And yet…
A post as unnecessary as important
I don’t remember precisely the day when, for the first time, I heard that old statement that already sounds like a cliché, that if an information system allows junk to enter, it will only produce junk. It is just obvious. Achieving adequate levels in the data quality is essential. One should think that insisting on this is superfluous. And yet…
Tax administrations obtain data from different and increasingly varied sources of information. In many cases, taxpayers prepare and send, in various formats, details on withholdings and payments made, their books and electronic documents, paid and received interests, employees’ payroll reports, remittances abroad, operations with related parties, dividend payments, insurance premiums, and many other etcetera. It is precisely this enormous amount of information that allows developing control programs of massive scope and, for an already significant number of administrations, pre-completed statements.
It is worth reminding the efforts developed over the years by tax administrations to go from a state of paper-based returns to the current stage, where electronic returns prevail. Errors due to faulty calculation, use of wrong types, illegibility of letter, overlapping squares, imperfect identification data have been decreasing while we passed from manual methods to software-assisted mechanisms to generate disks or files to incorporate. The possibility of filing a return online has made possible, for example, to perform validations on the use of credits from other periods or immediately be alerted to inconsistencies with other information already in the possession of the administration. The quality of the information in the returns has significantly improved over the years.

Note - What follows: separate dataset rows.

PR #1577, opened 2024-05-05
fluids: Change Amat assemble flag name

jrwrigh:
Differentiate between whether we're telling the code to actively assemble the matrix or just that we want Amat to be a mat type that can be assembled. Flag is new enough that nobody has used it before, so no need to deprecate, just replace.

### DIFF
--- a/examples/fluids/src/petsc_ops.c
+++ b/examples/fluids/src/petsc_ops.c
@@ -308,7 +308,7 @@ PetscErrorCode ApplyAddCeedOperatorLocalToLocal(Vec X_loc, Vec Y_loc, OperatorAp
  * @param[out] Pmat     `Mat` to be used for the solver `Pmat`
  */
 PetscErrorCode CreateSolveOperatorsFromMatCeed(KSP ksp, Mat mat_ceed, PetscBool assemble, Mat *Amat, Mat *Pmat) {
-  PetscBool use_matceed_pmat, assemble_amat = PETSC_FALSE;
+  PetscBool use_matceed_pmat, use_assembled_amat = PETSC_FALSE;
 
   PetscFunctionBeginUser;
   {  // Determine if Amat should be MATCEED or assembled
@@ -316,11 +316,11 @@ PetscErrorCode CreateSolveOperatorsFromMatCeed(KSP ksp, Mat mat_ceed, PetscBool 
 
     PetscCall(KSPGetOptionsPrefix(ksp, &ksp_prefix));
     PetscOptionsBegin(PetscObjectComm((PetscObject)mat_ceed), ksp_prefix, "", NULL);
-    PetscCall(PetscOptionsBool("-matceed_assemble_amat", "Assemble the A matrix for KSP solve", NULL, assemble_amat, &assemble_amat, NULL));
+    PetscCall(PetscOptionsBool("-use_assembled_amat", "Assemble the A matrix for KSP solve", NULL, use_assembled_amat, &use_assembled_amat, NULL));
     PetscOptionsEnd();
   }
 
-  if (assemble_amat) {
+  if (use_assembled_amat) {
     PetscCall(MatCeedCreateMatCOO(mat_ceed, Amat));
     if (assemble) PetscCall(MatCeedAssembleCOO(mat_ceed, *Amat));
 


examples/fluids/src/petsc_ops.c
```diff
@@ -308,19 +308,19 @@ PetscErrorCode ApplyAddCeedOperatorLocalToLocal(Vec X_loc, Vec Y_loc, OperatorAp
...
+  PetscBool use_matceed_pmat, use_assembled_amat = PETSC_FALSE;
 
   PetscFunctionBeginUser;
   {  // Determine if Amat should be MATCEED or assembled
     const char *ksp_prefix = NULL;
 
     PetscCall(KSPGetOptionsPrefix(ksp, &ksp_prefix));
     PetscOptionsBegin(PetscObjectComm((PetscObject)mat_ceed), ksp_prefix, "", NULL);
-    PetscCall(PetscOptionsBool("-matceed_assemble_amat", "Assemble the A matrix for KSP solve", NULL, assemble_amat, &assemble_amat, NULL));
+    PetscCall(PetscOptionsBool("-use_assembled_amat", "Assemble the A matrix for KSP solve", NULL, use_assembled_amat, &use_assembled_amat, NULL));
```
jedbrown, line 319: This is stylistic, but I dislike `-use_` as a prefix. I think `-mat_ceed_amat_assemble` would be better, though still I dislike MATCEED knowing what an `amat` is. Indeed, it is not uniquely defined in the context of nested solves. For example, if you use `-pc_type ksp` then you'll have one matrix that is the pmat for the outer KSP and the amat for the inner KSP, unless you `-pc_use_amat`.

What we're doing here is injecting an extra layer of indirection because we want the decision of matrix representation to bind later than the choice of PC. That pattern doesn't exist in PETSc and the price we pay for it is making assumptions about the environment that are not true of what the object model can represent (and what a user may have good reason to do). This is not merely hypothetical as there is reason to believe that nesting KSP as above may be our fastest production solve configuration.

I think I've mentioned before that I have mixed feelings about the magical format-PC matching. Yes, it's better user experience for a user that doesn't want to think about these things, but it has caused breakage and implementation complexity (and made some options silently discarded, which has been a pain for debugging).

I think it would be a good exercise to explain this situation concisely and make a thread on PETSc discord so we can think creatively about how PETSc could better support such things without tangling the object graph.

jrwrigh: Appreciate the feedback!

> This is stylistic, but I dislike `-use_` as a prefix. I think `-mat_ceed_amat_assemble` would be better, though still I dislike MATCEED knowing what an `amat` is. Indeed, it is not uniquely defined in the context of nested solves. For example, if you use `-pc_type ksp` then you'll have one matrix that is the pmat for the outer KSP and the amat for the inner KSP, unless you `-pc_use_amat`.

The reason I wanted to go away from `-mat_ceed*` prefix is that, as you say, MATCEED has no concept of an `amat` vs `pmat`; it's just a `Mat`.

The reason I wanted to go to `use_assembled_amat` vs `amat_assemble` is to distinguish between performing the assembly and just using an assemble-able `Mat`. Though that's more an issue when reading the source code than on the command-line interface side of things.
 
> What we're doing here is injecting an extra layer of indirection because we want the decision of matrix representation to bind later than the choice of PC. That pattern doesn't exist in PETSc and the price we pay for it is making assumptions about the environment that are not true of what the object model can represent (and what a user may have good reason to do). This is not merely hypothetical as there is reason to believe that nesting KSP as above may be our fastest production solve configuration.
> 
> I think I've mentioned before that I have mixed feelings about the magical format-PC matching. Yes, it's better user experience for a user that doesn't want to think about these things, but it has caused breakage and implementation complexity (and made some options silently discarded, which has been a pain for debugging).

Correct me if I'm misunderstanding, but I think the root of the issue is that the function is conflating two different behavior modifications that the user wants to do; what preconditioner to use and the computational implementation used to execute it.

Unfortunately, these are tied together since not all preconditioners are compatible with MATCEED. If MATCEED could be used for all preconditioners (i.e. handling lazy assembly by itself), then MatType and PC selection would be independent choices, and the choice of MatType would be solely for computational implementation purposes. 

[This thread in the PETSc discord](https://discord.com/channels/1119324534303109172/1162157330624942173/1162157330624942173) kinda covers the wall that @jeremylt ran into awhile back with MATCEED PC compatibility. In a previous conversation, @jeremylt mentioned that there might be an added interface for `Mat` which would make this feasible, but I don't know the status or details there.

> I think it would be a good exercise to explain this situation concisely and make a thread on PETSc discord so we can think creatively about how PETSc could better support such things without tangling the object graph.

Assuming you agree with the above, should that discord thread focus on PC compatibility with generic MATSHELL? Perhaps @jeremylt has a better idea of what the extra interface would look like, but I'd imagine a `MATOP_GET_AIJ` would work, while then embedding that into the PC logic?

jeremylt: I don't have a good solution myself but I share Jed's concerns and have been trying to weaken this induced coupling in Ratel as well.

jeremylt: I think the biggest issue really is that GAMG will only work on AIJ matrices. Any other PC (I think) should probably work with a MatCEED fine, though it may require adding an extra MatOp that passes through to the inner AIJ. If we could expose a way to give access to our inner AIJ in a MatCEED to GAMG that would be huge for improving ergonomics and reducing our code complexity I think

jrwrigh: I thought there were issues with or PCs as well, like ILU? At least that was my take away from the PETSc discord thread I linked above. Specifically:

> Using a factor matrix seems to assert that it is permissible for the PC to use the raw internal data of the Mat without using any accessors,

jeremylt: Ugh, that's right. This is why I get grumpy when the API is not respected!

jrwrigh: Right. Is the GAMG limitation similar, in that it just needs to respect the MAT API? Or is there something inherent to GAMG that means it needs to use AIJ matrices?

jrwrigh: If the latter is the case (GAMG needs to use AIJ matrices), then do we need to add a `MATOP_SHELL_ASSEMBLE_AIJ` to the API?

jeremylt: GAMG only works on AIJ matrices, so it checks if it has an AIJ matrix so it can grab private Mat data

jeremylt: I don't think we need a special matop to assemble AIJ? I'm not sure what the best API would be exactly, but somehow granting access to the MatCEED's inner AIJ for full PC support would be lovely

jrwrigh: I meant use the assemble AIJ matop as a way to pass the inner AIJ for others to use.

jedbrown: "the Mat interface" is pretty squishy. `Mat` is a vessel for both the operator used by KSP (`MatMult`, possibly transpose) and for preconditioning data, as well as a cache for assembled data. To understand the "cache" if we only gave the KSP a `MatFactory` that held the mathematical essence for the operator and was able to provide matrix-free and assembled representations, you might end up concretizing the same matrix multiple times in the context of a nested solve. Never mind code, I don't have a good box-and-arrows concept of a good solution here, but I prefer explicit with low-assumptions over implicit with high-assumptions (which means they'll often be wrong).

jrwrigh: One other thing we need to go back to the "explicit with low-assumptions" for point-block diagonal assembly is a public interface for MatCEED to assemble the point-block diagonal representation. I know that Jeremy had that implemented at some point, but then I thought it wasn't necessary so we removed it.

jeremylt: I'm not sure why we need that public? We can wrap all the MatOps related to a PB PC I thought?

jrwrigh: Yes, that's why I thought it wasn't necessary at the time. But determining whether the we can get away with MatCeed vs a fully assembled Mat requires querying the PC for what type it is, which (if I understand right) is where Jed's discomfort comes from. 

That said, we could explicitly declare whether to pass the MatCeed representation or the fully-assembled representation independent of the PC choice, which accomplishes the same thing.

He's also mentioned previously wanting to assemble the PB "manually" and feed that into, for example, an LU PC to verify the PB diagonal inversion in PETSc, which he had run into issues with previously. Though that's more of a debugging idea than a proper feature.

But, sometimes, as the saying goes, the priest soon forgets that he has been sacristan, and by receiving so much information from taxpayers with few or very few errors, we could assume that any new information sent in electronic media will have the same desirable levels of quality. The truth is that every new piece of information tend to be more complex, because it will be reported by more informants, because the volumes will be bigger, because data must be sent at a time very close to the transactions (or even before the transactions are executed) leaving the process without time or space for reviewing, validating and correcting it. We assume that hundreds, thousands or hundreds of thousands of taxpayers are able, using a technical guide and a couple of manuals, to understand perfectly an XSD scheme, develop software extracting information from their systems without bugs, transform it, process it, prepare a XML, sign it electronically, transmit it to the administration. And that they do all that without errors, even the first time.
Then, sometime later, after a period often not negligible, when trying to use that information for control purposes, we find that it has so many errors that the effort to debug it would require a disproportionate cost and that to correct the already developed habits of hundreds, thousands or hundreds of thousands of informants who had received no feedback, no reprimand or fine for their previous submissions would become a project in itself.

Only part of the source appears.